Each record should be reproduced exactly.

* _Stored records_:
-- Opening Marker --

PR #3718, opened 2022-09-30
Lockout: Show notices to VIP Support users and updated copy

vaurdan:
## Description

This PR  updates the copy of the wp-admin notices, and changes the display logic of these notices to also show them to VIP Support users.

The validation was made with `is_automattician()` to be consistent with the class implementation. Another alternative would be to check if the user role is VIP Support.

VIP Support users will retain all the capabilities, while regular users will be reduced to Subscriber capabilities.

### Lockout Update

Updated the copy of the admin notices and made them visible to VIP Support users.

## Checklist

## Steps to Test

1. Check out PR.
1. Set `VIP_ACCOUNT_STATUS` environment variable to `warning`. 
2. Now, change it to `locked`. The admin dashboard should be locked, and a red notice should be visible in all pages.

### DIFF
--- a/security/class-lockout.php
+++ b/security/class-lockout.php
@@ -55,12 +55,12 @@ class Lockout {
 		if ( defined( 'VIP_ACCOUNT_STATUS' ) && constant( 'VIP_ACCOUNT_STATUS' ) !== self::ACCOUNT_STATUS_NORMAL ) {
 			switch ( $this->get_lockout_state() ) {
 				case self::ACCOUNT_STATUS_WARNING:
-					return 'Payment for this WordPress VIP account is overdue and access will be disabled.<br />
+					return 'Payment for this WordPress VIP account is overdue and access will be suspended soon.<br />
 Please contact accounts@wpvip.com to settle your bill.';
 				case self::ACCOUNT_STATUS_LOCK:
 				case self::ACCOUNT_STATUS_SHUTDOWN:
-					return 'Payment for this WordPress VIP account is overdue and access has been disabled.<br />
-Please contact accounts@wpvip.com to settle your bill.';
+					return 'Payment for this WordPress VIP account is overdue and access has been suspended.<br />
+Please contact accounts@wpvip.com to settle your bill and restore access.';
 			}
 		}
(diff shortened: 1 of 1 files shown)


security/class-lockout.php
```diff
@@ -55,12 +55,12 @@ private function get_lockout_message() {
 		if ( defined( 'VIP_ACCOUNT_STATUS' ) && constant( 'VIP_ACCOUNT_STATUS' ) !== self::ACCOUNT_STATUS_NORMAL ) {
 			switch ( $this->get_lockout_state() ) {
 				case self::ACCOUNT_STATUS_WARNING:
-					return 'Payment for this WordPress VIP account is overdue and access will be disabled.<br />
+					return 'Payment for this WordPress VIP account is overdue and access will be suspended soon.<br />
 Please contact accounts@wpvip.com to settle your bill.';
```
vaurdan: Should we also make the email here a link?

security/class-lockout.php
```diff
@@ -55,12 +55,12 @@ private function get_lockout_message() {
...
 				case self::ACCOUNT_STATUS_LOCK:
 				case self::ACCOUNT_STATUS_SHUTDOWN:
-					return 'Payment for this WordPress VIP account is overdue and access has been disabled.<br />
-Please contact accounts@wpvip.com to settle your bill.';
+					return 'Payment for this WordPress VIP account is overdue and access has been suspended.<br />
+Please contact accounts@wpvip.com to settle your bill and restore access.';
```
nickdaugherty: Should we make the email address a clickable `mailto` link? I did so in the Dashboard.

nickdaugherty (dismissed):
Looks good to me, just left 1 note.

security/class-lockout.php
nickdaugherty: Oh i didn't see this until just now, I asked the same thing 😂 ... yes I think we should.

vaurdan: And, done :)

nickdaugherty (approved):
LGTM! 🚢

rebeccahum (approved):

-- Closing Marker --

* _Output for this exercise_:
PR #3718, opened 2022-09-30
Lockout: Show notices to VIP Support users and updated copy

vaurdan:
## Description

This PR  updates the copy of the wp-admin notices, and changes the display logic of these notices to also show them to VIP Support users.

The validation was made with `is_automattician()` to be consistent with the class implementation. Another alternative would be to check if the user role is VIP Support.

VIP Support users will retain all the capabilities, while regular users will be reduced to Subscriber capabilities.

### Lockout Update

Updated the copy of the admin notices and made them visible to VIP Support users.

## Checklist

## Steps to Test

1. Check out PR.
1. Set `VIP_ACCOUNT_STATUS` environment variable to `warning`. 
2. Now, change it to `locked`. The admin dashboard should be locked, and a red notice should be visible in all pages.

### DIFF
--- a/security/class-lockout.php
+++ b/security/class-lockout.php
@@ -55,12 +55,12 @@ class Lockout {
 		if ( defined( 'VIP_ACCOUNT_STATUS' ) && constant( 'VIP_ACCOUNT_STATUS' ) !== self::ACCOUNT_STATUS_NORMAL ) {
 			switch ( $this->get_lockout_state() ) {
 				case self::ACCOUNT_STATUS_WARNING:
-					return 'Payment for this WordPress VIP account is overdue and access will be disabled.<br />
+					return 'Payment for this WordPress VIP account is overdue and access will be suspended soon.<br />
 Please contact accounts@wpvip.com to settle your bill.';
 				case self::ACCOUNT_STATUS_LOCK:
 				case self::ACCOUNT_STATUS_SHUTDOWN:
-					return 'Payment for this WordPress VIP account is overdue and access has been disabled.<br />
-Please contact accounts@wpvip.com to settle your bill.';
+					return 'Payment for this WordPress VIP account is overdue and access has been suspended.<br />
+Please contact accounts@wpvip.com to settle your bill and restore access.';
 			}
 		}
(diff shortened: 1 of 1 files shown)


security/class-lockout.php
```diff
@@ -55,12 +55,12 @@ private function get_lockout_message() {
 		if ( defined( 'VIP_ACCOUNT_STATUS' ) && constant( 'VIP_ACCOUNT_STATUS' ) !== self::ACCOUNT_STATUS_NORMAL ) {
 			switch ( $this->get_lockout_state() ) {
 				case self::ACCOUNT_STATUS_WARNING:
-					return 'Payment for this WordPress VIP account is overdue and access will be disabled.<br />
+					return 'Payment for this WordPress VIP account is overdue and access will be suspended soon.<br />
 Please contact accounts@wpvip.com to settle your bill.';
```
vaurdan: Should we also make the email here a link?

security/class-lockout.php
```diff
@@ -55,12 +55,12 @@ private function get_lockout_message() {
...
 				case self::ACCOUNT_STATUS_LOCK:
 				case self::ACCOUNT_STATUS_SHUTDOWN:
-					return 'Payment for this WordPress VIP account is overdue and access has been disabled.<br />
-Please contact accounts@wpvip.com to settle your bill.';
+					return 'Payment for this WordPress VIP account is overdue and access has been suspended.<br />
+Please contact accounts@wpvip.com to settle your bill and restore access.';
```
nickdaugherty: Should we make the email address a clickable `mailto` link? I did so in the Dashboard.

nickdaugherty (dismissed):
Looks good to me, just left 1 note.

security/class-lockout.php
nickdaugherty: Oh i didn't see this until just now, I asked the same thing 😂 ... yes I think we should.

vaurdan: And, done :)

nickdaugherty (approved):
LGTM! 🚢

rebeccahum (approved):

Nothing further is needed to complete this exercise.